Мое единственное оправдание в том, что еще свежа была рана, нанесенная мне Барбарой, слишком жива память о случившейся любовной катастрофе, хотя именно это и должно было бы удержать меня от опрометчивых поступков. Однажды ужаленному, мне следовало вести себя осмотрительно. Но в том горестном состоянии, в котором находился после истории с Барбарой, я почему-то решил, что второй укус отвлечет мое внимание от боли первого. Хотя и это не совсем верно; правильнее сказать, что я даже не ожидал, что буду вообще ужален вторично. Я искал легкого развлечения, а вовсе не новых страданий. Впрочем, когда я осознал, насколько серьезной угрожает стать наша связь для Дороти Мэссон, мне стоило бы догадаться, что вскоре она сделается не менее серьезной и для меня, чтобы вовремя дать задний ход. Однако вдохновленному высоким духом отчаянной безответственности, который я стал ценить в наиболее цельных и естественных натурах, мне не захотелось даже задуматься о возможных последствиях, и я продолжил двигаться уже избранным путем. Я нисколько не был влюблен в эту женщину, более того, она не вызывала во мне самых примитивных вожделений. Моим мотивом была печаль с примесью злости и самым смутным ощущением неудовлетворенных мужских аппетитов. Много так называемых романов возникают почти беспричинно. Внутренняя опустошенность и зуд наполнить ее хотя бы чем-то становятся побудительными силами к их возникновению. Чуть позже подключается воображение, и, будьте любезны, – народилась новая любовь. Или предыдущий опыт может вновь вызвать к жизни специфические желания и сделать одного из партнеров необходимым для счастья другого. А в лучшем случае обоих желанными друг для друга. Часто из этого ничего хорошего не получается, и отношения заканчиваются тем же, с чего начались – новой опустошенностью и зудом.

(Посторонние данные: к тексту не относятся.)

PR #30, opened 2024-08-23
Refactor Type Inference based on a slotmap expression

### LINKED ISSUE #8: Implement Tuple(Array?) Type

tomoyanonymous:
close #8  #12

Refactored type inference code so that all the inference done at first and MIR generator later refers to the BTreeMap from Id of Expr, to Id of Type.

I added `TypeScheme(u64,u64)` in the `Type` but this is for the future implementation of the generic type inference.

- [ ] Fix bugs in the inference for the tuple pattern binding
- [ ] Fix false error in the state_tuple.mmm


mimium-lang/src/compiler/mirgen.rs
```diff
@@ -422,32 +405,16 @@ impl Context {
                         inst_refs.push(self.get_current_basicblock().0.len());
                         self.push_inst(Instruction::GetElement {
                             value: dst.clone(),
-                            ty: Type::Unknown.into_id(), // lazyly set after loops
+                            ty, // lazyly set after loops
```
yutannihilation, line 408: This `ty` is overwritten by `let (v, ty) = self.eval_expr(*e)?;`. It seems all the tests pass (except for `state_tuple`) by changing the variable name to avoid conflict.

``` patch
index 1c1dac6..160d6af 100644
--- a/mimium-lang/src/compiler/mirgen.rs
+++ b/mimium-lang/src/compiler/mirgen.rs
@@ -398,7 +398,7 @@ impl Context {
                 let dst = self.gen_new_register();
                 let mut inst_refs: Vec<usize> = vec![];
                 for (i, e) in items.iter().enumerate() {
-                    let (v, ty) = self.eval_expr(*e)?;
+                    let (v, elem_ty) = self.eval_expr(*e)?;
                     let ptr = if i == 0 {
                         dst.clone()
                     } else {
@@ -410,7 +410,7 @@ impl Context {
                             tuple_offset: i as u64,
                         })
                     };
-                    self.push_inst(Instruction::Store(ptr, v, ty));
+                    self.push_inst(Instruction::Store(ptr, v, elem_ty));
                 }
                 self.get_current_basicblock()
                     .0
```

tomoyanonymous:
The newly added example, highpass filter running correctly but lowpass filter runs wrong when cutoff frequency is less than about 5500Hz...

```rust
let pi = 3.14159535
let sr = 44100.0
fn phasor(freq){
  (self + freq/sr)%1.0
}
fn osc(freq){
  (phasor(freq)*2.0)-1.0
}

fn gen_hp_coeff(fc,q,fs){
    let omega = 2.0 * pi* fc / fs
    let alpha = sin(omega)/(q)
    let norm = 1.0 + alpha
    let a1 = -2.0 * cos(omega) / norm
    let a2 = (1.0 - alpha)/ norm
    let btmp = 1.0 + cos(omega)
    let b0 = btmp / (2.0*norm)
    let b1 = -btmp / norm
    let b2 = b0
    (a1,a2,b0,b1,b2)
}
fn gen_lp_coeff(fc,q,fs){
    let omega = 2.0 * pi* fc / fs
    let alpha = sin(omega)/q
    let norm = 1.0 + alpha
    let a1 = -2.0 * cos(omega) / norm
    let a2 = (1.0 - alpha)/ norm
    let btmp = 1.0 - cos(omega)
    let b0 = btmp / (2.0*norm)
    let b1 = btmp  / norm
    let b2 = b0
    (a1,a2,b0,b1,b2)
}
fn inner (x,a1,a2){
    let (ws, wss, _wsss) = self
    let w = x - a1*ws - a2*wss
    (w, ws, wss)
}
fn biquad(x,coeffs){
    let (a1,a2,b0,b1,b2) = coeffs;
	let (w,ws,wss) = inner(x,a1,a2);
	b0*w + b1*ws + b2*wss
}

fn dsp(){
    biquad(osc(440.0),gen_hp_coeff(2000.0,2.0,sr))
}
```

tomoyanonymous:
It seems that still type inference code failing intermediate type substitution, that is causing the bug.

By adding explicit type annotations for `mem_by_hand` in the code below, this code passes the test.

```rust
fn counter(){
    1.0+self
}
fn mem_by_hand(x){
    let (y,ys) = self
    (x,y)
}
fn dsp(){
    mem_by_hand(counter())
}
```

tomoyanonymous:
In this code, substitution for i(3)->i(6) is made first, and i(3)->float is made later.
Current substitution follows the intermediate id by order, and looks up the actual substitution.
The unification should be implemented with single linked list like done in the previous implementation in C++...

tomoyanonymous:
memo: `ena` crate, which is used in rustc internally, would be nice

https://thunderseethe.dev/posts/unification/

tomoyanonymous:
I guess all the type inference code is now working correctly but still biquad code behaves wrong when using lowpass filter...

yutannihilation:
Curious.

Probably this isn't related to the test failure, but it seems the generated MIR of this code still contains an unresolved intermediate variable (`i(6)`). Is this an expected limitation at the moment?

```
fn counter(){
    1.0+self
}
fn mem_by_hand(x){
    let (y,ys) = self
    (x,y)
}
fn dsp(){
    mem_by_hand(counter())
}
```

```
fn mem_by_hand [x]
upindexes:[]upper:0 state_size: 1
  block 0
  ...
  reg(16) := getelement reg(11), (number,i(6())), 1[0]
  reg(17) := store reg(16), reg(15), i(6())
  reg(18) := retfeed reg(11) (number,i(6()))
fn dsp []
upindexes:[]upper:0 state_size: 2
  block 0
  ...
  reg(22) := call reg(21) [reg(20)] ->(number,i(6()))
             popstateidx  1
  reg(23) := ret reg(22) (number,i(6()))
```

tomoyanonymous:
yeah, there was a unification bug in pattern binding and it was fixed now.
Now `fb_mem` fails (x and y returns same value)
```rust
fn counter(){
    1.0+self
}
fn mem_by_hand(x){
    let (y,ys) = self
    (x,y)
}
fn dsp(){
    mem_by_hand(counter())
}
```

however, 2-sample delay with self succeeds...
```rust
fn counter(){
    1.0+self
}

fn mem_by_hand(x){
    let (y,ys,_yss) = self
    (x,y,ys)
}

fn dsp(){
    let (x,y, ys) =mem_by_hand(counter())
    (x,ys)
}
```

tomoyanonymous:
This is weird because the result of the `fb_mem` test sometimes passes and sometimes fails, even if I do not modify source code... This maybe caused by unsafe operation in vm.rs

tomoyanonymous:
No, bytecodegen generates sometimes different code... why is the behaviour not deterministic?

```diff
mem_by_hand
nparams:1 nret: 2
upindexes: []  state_size: 2  
constants:  []
instructions:
  getstate   1 2
  mov        5-6 1-2
  mov        3-4 5-6
  mov        7 0
  mov        5 7
--   mov        6 3
++  mov        7 3
++  mov        6 7
  getstate   7 2
  setstate   5 2
  ret        7 2
```

tomoyanonymous:
I found the bug in the virtual register allocation in codegen and now the inconsistency of the bytecodes are gone(idk why at all) though`fb_mem` test still fails.

tomoyanonymous:
It seems that the passing tuple as an argument is not working correctly. If making the coeff argument to individual variables, low-pass filter works.

tomoyanonymous:
Now biquad code is finally working, though only `fb_mem` test still fails somehow.

If I chenge bytecodegen for `Returnfeed` like this, the code works well,
```diff
            mir::Instruction::ReturnFeed(new, rty) => {
                //for returning always 0 at t=0
--                let old = self.vregister.add_newvalue(&dst);
                let bytecodes_dst = bytecodes_dst.unwrap_or_else(|| funcproto.bytecodes.as_mut());
                let size = Self::word_size_for_type(*rty);
--              bytecodes_dst.push(VmInstruction::GetState(old, size));
                let new = self.find(new);
                bytecodes_dst.push(VmInstruction::SetState(new, size));
                let nret = Self::word_size_for_type(*rty);
--                Some(VmInstruction::Return(old, nret))
++               Some(VmInstruction::Return(new, nret))
            }
```

though `counter` code returns 1 instead 0 at time=0. It does not make big effect for most of signal processing, though I am wondering which is the appropriate spec

```rust
//Which should we return 0 or 1 at time=0?
fn counter(){
 self+1
}
```

yutannihilation:
> only `fb_mem` test still fails somehow

I still see `biquad_hp` test is also failing. Do you have any unpushed changes in your local? Or, does the result differ depending on the OS or arch...?

https://github.com/tomoyanonymous/mimium-rs/actions/runs/10559878999/job/29252186124#step:6:640

(I'm still trying to understand what's happening in `fb_mem`...)

tomoyanonymous:
> I still see biquad_hp test is also failing. Do you have any unpushed changes in your local? Or, does the result differ depending on the OS or arch...?
Sorry, I was going to remove `biquad_hp` test because it is difficult to assume correct answer...

yutannihilation:
Ah, I see. Sounds reasonable!

tomoyanonymous:
It was likely caused by the logic for setting multiple values to stack was wrong. Now it is ready to merge finally.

Но происходит и так, как вышло со мной, когда один из партнеров руководствуется лишь смутными шевелениями сладострастия, в то время как другой уже включил воображение и полагает себя по-настоящему влюбленным. Бедняжка Дороти! Когда я целовал ее, у нее в глазах появлялось выражение, какого я не видел больше ни у одного человеческого существа. Это был взгляд собаки, хозяин которой рассердился и уже занес над ней кнут – выражение униженной покорности и страха. Было нечто отталкивающее в том, чтобы видеть такие глаза, наблюдать, как личность в твоих руках низводит себя до состояния испуганной, но бесконечно обожающей тебя собачонки. А в нашем случае особенно, потому что мне-то было совершенно безразлично, в моих руках или чьих-либо еще это с ней происходит. Но стоило ей на мгновение посмотреть на меня своими полными страха глазами, и это уже не оставляло меня равнодушным, а вызывало откровенное отторжение. Вид этих глаз с огромными зрачками, в которых не оставалось ни проблеска разумной человеческой души, а виделись только животная приниженность и испуг, вызывал во мне одновременно чувство вины, злость, отвращение и враждебность.
– Почему ты так на меня смотришь? – однажды спросил я. – Словно очень боишься.
Дороти ничего не ответила, а лишь уткнулась лицом в мое плечо и еще крепче вцепилась в меня. Ее тело содрогалось от дрожи. Небрежно, подчиняясь силе привычки, я ласкал ее. Дрожь становилась ощутимее.
– Не надо, – просила хрипловатым шепотом, – не делай этого.
Но еще теснее прижималась ко мне.
Казалось, Дороти боится не меня, а себя самой, того, что до сих пор дремало в глубинах ее существа и чье пробуждение грозило целиком овладеть ею, нарушить образцовый порядок и рациональное устройство души, которая руководила ее обычной, повседневной жизнью. Она страшилась огромной внутренней силы, способной заставить ее стать не той, какой она привыкла себя видеть. Дороти ужасала перспектива потери контроля над собой. Но в то же время она ничего иного и не желала. Спавшая внутри нее мощь начала оживать, и сопротивляться ей было бесполезно. Тщетно и безнадежно она пыталась совершить невозможное, продолжала попытки сопротивления, но они только ускоряли и приближали ее неизбежную капитуляцию. Дороти боялась моих поцелуев, пробуждавших ту силу, но жадно тянулась к ним. И потому ее шепот, звучавший как мольба о помиловании, странным образом сочетался с необходимостью крепче обнимать меня.